TASK ITEM: Range to output from the entries below: the line containing "PR #13711, opened 2026-09-06" through the line containing "1. A form with". Set it down exactly, ends included, nothing else.

Records from a collection
══════════

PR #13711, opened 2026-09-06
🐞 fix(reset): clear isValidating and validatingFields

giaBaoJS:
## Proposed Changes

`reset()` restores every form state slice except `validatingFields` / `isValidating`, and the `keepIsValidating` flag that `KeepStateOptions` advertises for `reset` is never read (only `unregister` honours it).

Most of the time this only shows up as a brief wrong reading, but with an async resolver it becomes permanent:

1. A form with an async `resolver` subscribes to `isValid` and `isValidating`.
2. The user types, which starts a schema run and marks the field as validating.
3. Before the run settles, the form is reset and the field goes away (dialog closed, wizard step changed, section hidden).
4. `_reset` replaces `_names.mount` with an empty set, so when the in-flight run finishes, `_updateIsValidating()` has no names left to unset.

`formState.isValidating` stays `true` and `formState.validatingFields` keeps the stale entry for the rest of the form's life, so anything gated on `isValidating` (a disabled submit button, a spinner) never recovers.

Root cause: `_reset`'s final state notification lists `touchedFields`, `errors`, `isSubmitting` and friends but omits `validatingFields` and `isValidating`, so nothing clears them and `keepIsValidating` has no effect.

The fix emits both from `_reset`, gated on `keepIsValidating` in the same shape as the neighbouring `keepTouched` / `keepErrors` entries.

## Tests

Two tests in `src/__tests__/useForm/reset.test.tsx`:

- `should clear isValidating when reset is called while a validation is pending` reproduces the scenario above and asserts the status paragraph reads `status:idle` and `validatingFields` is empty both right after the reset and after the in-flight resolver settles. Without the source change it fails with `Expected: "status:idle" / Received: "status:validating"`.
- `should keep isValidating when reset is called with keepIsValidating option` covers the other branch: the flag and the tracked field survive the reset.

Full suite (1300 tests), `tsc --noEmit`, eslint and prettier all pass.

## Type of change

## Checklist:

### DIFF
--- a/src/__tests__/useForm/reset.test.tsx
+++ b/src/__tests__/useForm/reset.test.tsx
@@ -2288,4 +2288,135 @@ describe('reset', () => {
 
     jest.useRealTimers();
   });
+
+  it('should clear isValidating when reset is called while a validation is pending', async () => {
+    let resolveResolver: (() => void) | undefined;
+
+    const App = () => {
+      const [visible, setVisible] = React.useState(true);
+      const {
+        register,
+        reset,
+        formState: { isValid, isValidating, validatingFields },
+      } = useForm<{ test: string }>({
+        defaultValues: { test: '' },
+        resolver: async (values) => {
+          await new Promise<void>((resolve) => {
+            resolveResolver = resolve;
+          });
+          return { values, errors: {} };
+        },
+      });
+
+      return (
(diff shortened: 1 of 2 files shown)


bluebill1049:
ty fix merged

══════════

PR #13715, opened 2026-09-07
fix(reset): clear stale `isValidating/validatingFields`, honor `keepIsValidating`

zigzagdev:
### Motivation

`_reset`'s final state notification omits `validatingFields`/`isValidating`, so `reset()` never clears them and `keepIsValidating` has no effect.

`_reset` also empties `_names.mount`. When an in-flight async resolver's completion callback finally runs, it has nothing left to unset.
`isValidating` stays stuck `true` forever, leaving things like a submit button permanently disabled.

══════════

EXERCISE RESPONSE:
PR #13711, opened 2026-09-06
🐞 fix(reset): clear isValidating and validatingFields

giaBaoJS:
## Proposed Changes

`reset()` restores every form state slice except `validatingFields` / `isValidating`, and the `keepIsValidating` flag that `KeepStateOptions` advertises for `reset` is never read (only `unregister` honours it).

Most of the time this only shows up as a brief wrong reading, but with an async resolver it becomes permanent:

1. A form with an async `resolver` subscribes to `isValid` and `isValidating`.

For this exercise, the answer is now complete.